Recently, ARS Technica published a scathing article, “Clinton’s e-mail scandal another case of the entitled executive syndrome,” which focuses on Shadow IT as a matter of fact:
“Often, people use Shadow IT at work because of a lack of official IT resources to support a need. But they also use Shadow IT for personal convenience—especially the personal convenience of executives and managers who want what they want and will twist the arm of someone in IT to support it whether it’s within policy or not (or find someone else to do it for them and then tell IT they have to support it).”
The irony in this case and in others like it is that the people who extol the importance of digital security are often the ones who expect the most exceptions. We all understand why it’s important for everyone in an organization to err on the safer, more secure side of the road when it comes to digital workflows. There is data supporting how company insiders put information at risk:
- 56% of respondents said that the primary cause of data breaches experienced by companies in this study was the careless employee.

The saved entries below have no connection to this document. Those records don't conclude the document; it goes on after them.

PR #346, opened 2020-07-02
Disable string interning in Jackson JSON since it causes GC issues

karthikrg:
1. Make JsonFactory parameterized so that multiple codec instances can share the same factory if necessary
2. Make the default factory a static singleton for factory reuse to minimize garbage

Interning seems to be messing with batch_get where the keys are not schema but are values, resulting in a large number of strings being interned.

### DIFF
--- a/data/src/main/java/com/linkedin/data/codec/AbstractJacksonDataCodec.java
+++ b/data/src/main/java/com/linkedin/data/codec/AbstractJacksonDataCodec.java
@@ -51,6 +51,18 @@ import java.util.TreeMap;
  */
 public abstract class AbstractJacksonDataCodec implements DataCodec
 {
+  /**
+   * Default factory to be shared between all jackson JSON codec instances. This is done to maximize factory reuse for
+   * performance reasons as recommended by Jackson authors.
+   *
+   * <a href="https://github.com/FasterXML/jackson-docs/wiki/Presentation:-Jackson-Performance">Jackson Performance</a>
+   */
+  public static final JsonFactory JSON_FACTORY = new JsonFactory();
+  static {
+    // Disable string interning by default since it causes GC issues.
+    JSON_FACTORY.disable(JsonFactory.Feature.INTERN_FIELD_NAMES);
+  }
+
   protected static final int DEFAULT_BUFFER_SIZE = 4096;
 
   protected final JsonFactory _factory;
--- a/data/src/main/java/com/linkedin/data/codec/JacksonDataCodec.java
+++ b/data/src/main/java/com/linkedin/data/codec/JacksonDataCodec.java
@@ -48,7 +48,7 @@ public class JacksonDataCodec extends AbstractJacksonDataCodec implements TextDa
 
   public JacksonDataCodec()
   {
-    this(new JsonFactory());
+    this(JSON_FACTORY);
   }
 
   public JacksonDataCodec(JsonFactory jsonFactory)
--- a/CHANGELOG.md
+++ b/CHANGELOG.md
@@ -14,6 +14,9 @@ and what APIs have changed, if applicable.
 
 ## [Unreleased]
 
+## [29.4.4] - 2020-07-02
+- Disable string interning in Jackson JSON since it causes GC issues (#346)
+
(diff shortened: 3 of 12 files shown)


data/src/main/java/com/linkedin/data/codec/entitystream/AbstractJacksonDataEncoder.java
```diff
@@ -46,12 +46,16 @@ protected AbstractJacksonDataEncoder(JsonFactory jsonFactory, DataMap dataMap, i
...
+    // Disable field name interning since it causes GC issues.
+    _jsonFactory.disable(JsonFactory.Feature.INTERN_FIELD_NAMES);
   }
 
   protected AbstractJacksonDataEncoder(JsonFactory jsonFactory, DataList dataList, int bufferSize)
   {
     super(dataList, bufferSize);
     _jsonFactory = jsonFactory;
+    // Disable field name interning since it causes GC issues.
+    _jsonFactory.disable(JsonFactory.Feature.INTERN_FIELD_NAMES);
```
aman1309, line 58: this is shouldn't be there in abstract class right? what if someone wants to override it?
same for other places

data/src/main/java/com/linkedin/data/codec/JacksonDataCodec.java
```diff
@@ -42,13 +42,24 @@
...
+  /**
+   * Default factory to be shared by all codec instances. This is done to maximize factory reuse for
+   * performance reasons as recommended by Jackson authors.
+   *
+   * <a href="https://github.com/FasterXML/jackson-docs/wiki/Presentation:-Jackson-Performance">Jackson Performance</a>
+   */
+  private static final JsonFactory JSON_FACTORY = new JsonFactory();
+  static {
+    JSON_FACTORY.disable(JsonFactory.Feature.INTERN_FIELD_NAMES);
+  }
```
aman1309, line 54: not required if you're doing it in abstract classes

data/src/main/java/com/linkedin/data/codec/entitystream/AbstractJacksonDataEncoder.java
karthikrg: Safe to do it here since its the topmost. Subclasses can change this if they want to.

karthikbalasub: This wouldn't allow someone to override the interning feature. Subclasses cannot override this behavior. 
Same for the decoder.

data/src/main/java/com/linkedin/data/codec/AbstractJacksonDataCodec.java
```diff
@@ -51,13 +51,26 @@
...
+
   protected static final int DEFAULT_BUFFER_SIZE = 4096;
 
   protected final JsonFactory _factory;
 
   protected AbstractJacksonDataCodec(JsonFactory factory)
   {
     _factory = factory;
+    // Disable string interning since it causes GC issues.
+    _factory.disable(JsonFactory.Feature.INTERN_FIELD_NAMES);
```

- In contrast, only 22% of respondents say external attackers or malicious/criminal insiders caused the breach.
But when it comes to our own behavior, we tend to prioritize ease of use and productivity and downplay the risks. Employees, execs, and IT pros all have one thing in common: when it comes to Shadow IT, everyone else is the problem. I should know since I’m guilty of it myself!
Here at ManagedMethods, we use a variety of sanctioned cloud apps, including Salesforce, which I use on a daily basis. However, I must admit that I also use a couple of unsanctioned cloud apps:
- Evernote to take quick notes during calls and create to-do lists
- Google Apps to collaborate with my team
Both these apps are free, easy to use and increase my productivity. My use of these apps is the very definition of Shadow IT!
But since we are a cloud security company, we practice what we preach: our IT team is able to monitor and control cloud app use, even unsanctioned apps, using the ManagedMethods platform. So they know I’m using Salesforce, Evernote, and Google Workspace, and even what type of data I’m sharing with those apps. That visibility and control is key to maintaining that delicate balance between risk and productivity.